### EXERCISE DETAILS
Each line below must be set down exactly as it stands.

### SOURCE MATERIAL
PR #20303, opened 2026-07-30
Add Obligate (oTFY) adapter

dawidstezycki:
Adds a TVL adapter for **Obligate** — a regulated on-chain debt capital markets platform — starting with its first eTracker product, **oTFY** (Obligate Trade Finance Yield).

### COMPLETED TASK
PR #20303, opened 2026-07-30
Add Obligate (oTFY) adapter

dawidstezycki:
Adds a TVL adapter for **Obligate** — a regulated on-chain debt capital markets platform — starting with its first eTracker product, **oTFY** (Obligate Trade Finance Yield).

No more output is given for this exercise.